Task: For the data that follows, state how many lines hold the string "Contexts", giving the number by itself.

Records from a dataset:
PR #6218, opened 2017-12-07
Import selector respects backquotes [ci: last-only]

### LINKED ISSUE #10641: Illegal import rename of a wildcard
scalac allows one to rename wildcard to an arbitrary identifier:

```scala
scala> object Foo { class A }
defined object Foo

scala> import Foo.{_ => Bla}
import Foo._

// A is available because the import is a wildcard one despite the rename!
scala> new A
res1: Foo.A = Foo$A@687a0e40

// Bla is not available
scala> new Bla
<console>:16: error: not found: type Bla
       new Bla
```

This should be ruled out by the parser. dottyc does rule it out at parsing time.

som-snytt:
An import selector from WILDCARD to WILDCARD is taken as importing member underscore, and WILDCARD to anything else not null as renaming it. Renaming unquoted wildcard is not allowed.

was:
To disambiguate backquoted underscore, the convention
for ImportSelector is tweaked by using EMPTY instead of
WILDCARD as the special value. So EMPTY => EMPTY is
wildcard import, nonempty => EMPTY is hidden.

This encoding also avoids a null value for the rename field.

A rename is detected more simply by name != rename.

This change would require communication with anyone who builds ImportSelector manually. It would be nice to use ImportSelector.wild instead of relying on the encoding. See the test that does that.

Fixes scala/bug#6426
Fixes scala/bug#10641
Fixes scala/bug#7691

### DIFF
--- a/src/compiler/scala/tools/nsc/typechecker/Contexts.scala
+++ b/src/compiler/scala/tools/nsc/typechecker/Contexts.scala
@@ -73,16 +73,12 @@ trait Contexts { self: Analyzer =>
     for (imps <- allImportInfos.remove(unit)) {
==
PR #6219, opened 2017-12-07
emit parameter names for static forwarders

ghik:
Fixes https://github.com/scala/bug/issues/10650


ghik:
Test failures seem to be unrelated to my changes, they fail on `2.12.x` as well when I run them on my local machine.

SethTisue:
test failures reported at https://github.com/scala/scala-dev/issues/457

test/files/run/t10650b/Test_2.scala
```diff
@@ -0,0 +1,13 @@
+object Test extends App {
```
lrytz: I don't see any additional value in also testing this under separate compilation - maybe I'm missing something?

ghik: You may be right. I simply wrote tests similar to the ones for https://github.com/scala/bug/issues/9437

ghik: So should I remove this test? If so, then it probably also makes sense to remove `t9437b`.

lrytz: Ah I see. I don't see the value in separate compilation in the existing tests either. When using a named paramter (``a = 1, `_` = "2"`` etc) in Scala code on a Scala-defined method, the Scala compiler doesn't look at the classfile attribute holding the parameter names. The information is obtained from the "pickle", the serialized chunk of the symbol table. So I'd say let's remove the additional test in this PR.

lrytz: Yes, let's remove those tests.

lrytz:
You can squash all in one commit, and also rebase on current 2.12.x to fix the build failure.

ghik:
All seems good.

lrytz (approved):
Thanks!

Solution to this task: 3